**EXERCISE INSTRUCTIONS**
Of the lines below, copy those that hold the word "sdroege".

**RECORDS SUPPLIED**
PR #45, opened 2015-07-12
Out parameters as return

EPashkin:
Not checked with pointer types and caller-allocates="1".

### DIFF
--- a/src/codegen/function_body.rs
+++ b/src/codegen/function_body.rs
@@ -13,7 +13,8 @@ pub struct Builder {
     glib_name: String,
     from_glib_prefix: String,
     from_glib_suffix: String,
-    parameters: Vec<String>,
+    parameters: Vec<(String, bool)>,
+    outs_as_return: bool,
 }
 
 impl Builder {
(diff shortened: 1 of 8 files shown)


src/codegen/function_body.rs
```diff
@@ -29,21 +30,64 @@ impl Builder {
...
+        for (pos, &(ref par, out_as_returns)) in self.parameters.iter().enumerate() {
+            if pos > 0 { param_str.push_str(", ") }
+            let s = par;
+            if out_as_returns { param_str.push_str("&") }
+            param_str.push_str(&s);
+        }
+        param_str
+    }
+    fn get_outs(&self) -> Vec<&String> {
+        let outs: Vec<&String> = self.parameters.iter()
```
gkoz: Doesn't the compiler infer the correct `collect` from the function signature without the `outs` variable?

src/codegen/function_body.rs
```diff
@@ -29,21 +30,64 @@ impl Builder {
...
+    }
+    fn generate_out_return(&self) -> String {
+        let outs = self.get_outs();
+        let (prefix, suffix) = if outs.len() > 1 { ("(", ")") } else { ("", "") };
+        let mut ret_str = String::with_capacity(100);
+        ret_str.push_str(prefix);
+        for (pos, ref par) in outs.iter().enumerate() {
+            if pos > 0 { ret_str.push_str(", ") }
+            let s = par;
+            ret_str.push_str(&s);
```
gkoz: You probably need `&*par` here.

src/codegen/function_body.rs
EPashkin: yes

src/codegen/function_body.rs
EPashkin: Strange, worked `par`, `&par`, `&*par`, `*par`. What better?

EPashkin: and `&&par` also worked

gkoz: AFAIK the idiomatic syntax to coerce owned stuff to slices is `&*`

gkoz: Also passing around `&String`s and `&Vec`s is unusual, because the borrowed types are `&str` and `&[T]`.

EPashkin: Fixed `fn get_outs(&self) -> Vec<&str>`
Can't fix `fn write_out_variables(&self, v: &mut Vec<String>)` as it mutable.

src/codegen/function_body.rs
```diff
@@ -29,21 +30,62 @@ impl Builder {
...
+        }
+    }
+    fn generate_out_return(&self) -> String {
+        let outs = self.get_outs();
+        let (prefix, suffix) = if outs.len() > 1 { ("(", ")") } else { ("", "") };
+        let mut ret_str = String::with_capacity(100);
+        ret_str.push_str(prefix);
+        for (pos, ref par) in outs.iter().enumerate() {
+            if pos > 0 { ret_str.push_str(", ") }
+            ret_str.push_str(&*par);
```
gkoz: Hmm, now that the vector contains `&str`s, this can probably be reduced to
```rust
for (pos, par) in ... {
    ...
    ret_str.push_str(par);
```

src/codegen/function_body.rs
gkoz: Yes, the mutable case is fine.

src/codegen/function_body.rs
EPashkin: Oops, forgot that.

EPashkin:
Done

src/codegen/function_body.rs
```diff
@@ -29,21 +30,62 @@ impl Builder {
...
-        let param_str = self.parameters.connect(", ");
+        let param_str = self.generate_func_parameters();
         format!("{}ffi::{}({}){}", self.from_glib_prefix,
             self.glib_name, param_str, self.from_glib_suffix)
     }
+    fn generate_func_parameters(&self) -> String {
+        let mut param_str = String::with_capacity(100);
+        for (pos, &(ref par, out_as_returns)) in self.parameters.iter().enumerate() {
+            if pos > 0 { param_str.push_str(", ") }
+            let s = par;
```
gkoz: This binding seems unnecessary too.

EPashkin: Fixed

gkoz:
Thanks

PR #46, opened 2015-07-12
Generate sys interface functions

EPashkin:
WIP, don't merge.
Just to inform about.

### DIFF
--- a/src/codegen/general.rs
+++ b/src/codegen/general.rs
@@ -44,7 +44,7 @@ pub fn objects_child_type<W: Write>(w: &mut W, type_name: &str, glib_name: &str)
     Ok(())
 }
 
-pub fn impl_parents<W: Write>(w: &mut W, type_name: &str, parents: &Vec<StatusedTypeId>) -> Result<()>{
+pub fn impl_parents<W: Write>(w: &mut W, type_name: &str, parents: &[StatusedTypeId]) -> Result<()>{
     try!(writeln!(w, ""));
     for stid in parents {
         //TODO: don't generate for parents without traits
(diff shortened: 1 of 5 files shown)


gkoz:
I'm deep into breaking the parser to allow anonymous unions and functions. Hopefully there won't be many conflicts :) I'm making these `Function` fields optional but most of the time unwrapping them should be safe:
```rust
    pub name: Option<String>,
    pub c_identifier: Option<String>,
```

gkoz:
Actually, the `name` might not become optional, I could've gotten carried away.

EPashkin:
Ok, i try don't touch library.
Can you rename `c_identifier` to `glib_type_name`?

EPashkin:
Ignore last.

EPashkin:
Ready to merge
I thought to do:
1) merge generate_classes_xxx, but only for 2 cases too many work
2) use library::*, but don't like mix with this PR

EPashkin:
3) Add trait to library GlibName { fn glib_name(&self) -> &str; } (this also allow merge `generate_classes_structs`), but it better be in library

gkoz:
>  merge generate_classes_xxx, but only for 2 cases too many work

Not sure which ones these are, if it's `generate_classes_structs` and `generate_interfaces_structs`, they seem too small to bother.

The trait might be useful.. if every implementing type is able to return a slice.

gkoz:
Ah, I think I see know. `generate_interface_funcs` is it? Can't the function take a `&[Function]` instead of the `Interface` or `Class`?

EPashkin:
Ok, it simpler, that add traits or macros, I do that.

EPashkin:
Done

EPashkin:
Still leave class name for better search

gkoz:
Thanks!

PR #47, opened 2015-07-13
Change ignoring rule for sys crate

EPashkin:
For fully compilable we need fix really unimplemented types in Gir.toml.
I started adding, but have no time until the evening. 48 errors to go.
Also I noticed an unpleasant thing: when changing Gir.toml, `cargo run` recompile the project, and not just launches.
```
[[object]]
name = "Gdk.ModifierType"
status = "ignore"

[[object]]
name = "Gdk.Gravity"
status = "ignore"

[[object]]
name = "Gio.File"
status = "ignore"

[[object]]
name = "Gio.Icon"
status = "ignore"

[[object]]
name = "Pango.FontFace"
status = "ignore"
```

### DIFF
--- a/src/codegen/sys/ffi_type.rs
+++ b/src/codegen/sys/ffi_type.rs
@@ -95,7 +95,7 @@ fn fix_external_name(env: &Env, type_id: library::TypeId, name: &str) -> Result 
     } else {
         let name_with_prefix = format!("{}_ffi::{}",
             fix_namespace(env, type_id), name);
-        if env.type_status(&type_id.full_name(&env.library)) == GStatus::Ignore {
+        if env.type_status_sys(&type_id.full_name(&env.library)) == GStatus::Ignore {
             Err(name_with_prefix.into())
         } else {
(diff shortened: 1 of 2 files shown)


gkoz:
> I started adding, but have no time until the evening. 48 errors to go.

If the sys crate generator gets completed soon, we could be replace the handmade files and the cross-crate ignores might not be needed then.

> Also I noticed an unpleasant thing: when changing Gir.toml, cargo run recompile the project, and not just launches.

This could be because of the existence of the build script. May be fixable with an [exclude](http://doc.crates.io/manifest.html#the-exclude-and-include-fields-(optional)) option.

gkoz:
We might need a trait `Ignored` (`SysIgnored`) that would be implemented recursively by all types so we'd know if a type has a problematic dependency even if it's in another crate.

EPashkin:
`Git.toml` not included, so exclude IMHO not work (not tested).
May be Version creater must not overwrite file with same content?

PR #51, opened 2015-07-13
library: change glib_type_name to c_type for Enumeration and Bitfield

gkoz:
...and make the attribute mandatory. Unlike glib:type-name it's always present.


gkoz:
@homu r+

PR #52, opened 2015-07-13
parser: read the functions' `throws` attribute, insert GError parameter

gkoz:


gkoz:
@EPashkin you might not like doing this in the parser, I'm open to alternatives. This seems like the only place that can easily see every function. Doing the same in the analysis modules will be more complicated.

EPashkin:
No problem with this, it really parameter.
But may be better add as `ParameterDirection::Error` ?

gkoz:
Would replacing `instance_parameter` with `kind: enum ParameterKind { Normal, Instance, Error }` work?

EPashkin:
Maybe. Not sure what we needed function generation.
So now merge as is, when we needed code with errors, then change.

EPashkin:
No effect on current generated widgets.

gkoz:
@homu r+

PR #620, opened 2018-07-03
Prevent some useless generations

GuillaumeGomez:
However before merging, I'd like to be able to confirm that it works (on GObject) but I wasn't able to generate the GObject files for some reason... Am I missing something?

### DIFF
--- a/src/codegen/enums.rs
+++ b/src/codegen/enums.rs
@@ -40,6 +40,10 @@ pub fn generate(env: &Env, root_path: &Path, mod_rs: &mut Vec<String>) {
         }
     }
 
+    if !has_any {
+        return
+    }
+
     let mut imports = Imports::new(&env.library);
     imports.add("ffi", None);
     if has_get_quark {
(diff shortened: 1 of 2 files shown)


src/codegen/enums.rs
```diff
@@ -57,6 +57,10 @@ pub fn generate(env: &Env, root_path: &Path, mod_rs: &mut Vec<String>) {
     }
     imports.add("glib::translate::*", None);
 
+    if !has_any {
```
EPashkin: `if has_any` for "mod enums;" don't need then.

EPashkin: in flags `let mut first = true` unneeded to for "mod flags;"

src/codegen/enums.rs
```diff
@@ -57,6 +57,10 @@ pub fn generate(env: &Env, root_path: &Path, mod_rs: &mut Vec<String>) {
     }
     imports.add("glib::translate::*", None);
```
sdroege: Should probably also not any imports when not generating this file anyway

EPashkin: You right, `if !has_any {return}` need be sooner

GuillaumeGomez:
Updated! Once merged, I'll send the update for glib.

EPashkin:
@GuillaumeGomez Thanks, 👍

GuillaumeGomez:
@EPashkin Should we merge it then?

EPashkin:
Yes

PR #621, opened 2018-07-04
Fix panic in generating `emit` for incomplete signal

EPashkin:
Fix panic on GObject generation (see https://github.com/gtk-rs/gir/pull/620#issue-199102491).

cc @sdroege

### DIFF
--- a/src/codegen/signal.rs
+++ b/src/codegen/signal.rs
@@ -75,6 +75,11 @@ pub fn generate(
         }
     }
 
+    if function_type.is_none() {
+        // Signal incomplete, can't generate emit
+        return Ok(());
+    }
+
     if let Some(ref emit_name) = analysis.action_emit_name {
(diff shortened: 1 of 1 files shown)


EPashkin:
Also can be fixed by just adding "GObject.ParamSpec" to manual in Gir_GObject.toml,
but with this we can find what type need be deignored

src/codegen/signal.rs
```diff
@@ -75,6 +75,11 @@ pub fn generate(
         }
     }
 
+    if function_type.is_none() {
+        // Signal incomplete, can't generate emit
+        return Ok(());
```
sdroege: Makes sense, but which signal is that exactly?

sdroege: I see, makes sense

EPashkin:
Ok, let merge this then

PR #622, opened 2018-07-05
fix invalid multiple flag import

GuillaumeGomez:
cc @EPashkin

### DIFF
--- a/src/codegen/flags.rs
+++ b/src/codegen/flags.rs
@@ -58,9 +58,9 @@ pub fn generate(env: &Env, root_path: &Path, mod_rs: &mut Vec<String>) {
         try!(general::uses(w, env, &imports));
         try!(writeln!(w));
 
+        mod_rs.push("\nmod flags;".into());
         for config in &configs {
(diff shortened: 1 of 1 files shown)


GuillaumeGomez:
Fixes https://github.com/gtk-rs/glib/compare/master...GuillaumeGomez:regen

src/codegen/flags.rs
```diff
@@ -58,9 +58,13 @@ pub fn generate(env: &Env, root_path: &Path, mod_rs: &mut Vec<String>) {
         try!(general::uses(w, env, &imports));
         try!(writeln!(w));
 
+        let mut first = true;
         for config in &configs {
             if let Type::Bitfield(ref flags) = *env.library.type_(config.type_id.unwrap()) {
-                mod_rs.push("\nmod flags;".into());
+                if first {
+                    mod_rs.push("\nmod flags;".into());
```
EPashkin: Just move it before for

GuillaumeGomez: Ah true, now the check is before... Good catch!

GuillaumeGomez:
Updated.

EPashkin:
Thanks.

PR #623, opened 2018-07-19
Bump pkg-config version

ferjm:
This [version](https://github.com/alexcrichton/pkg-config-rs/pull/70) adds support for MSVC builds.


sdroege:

**TASK SOLUTION**
sdroege: Should probably also not any imports when not generating this file anyway
cc @sdroege
sdroege: Makes sense, but which signal is that exactly?
sdroege: I see, makes sense
sdroege:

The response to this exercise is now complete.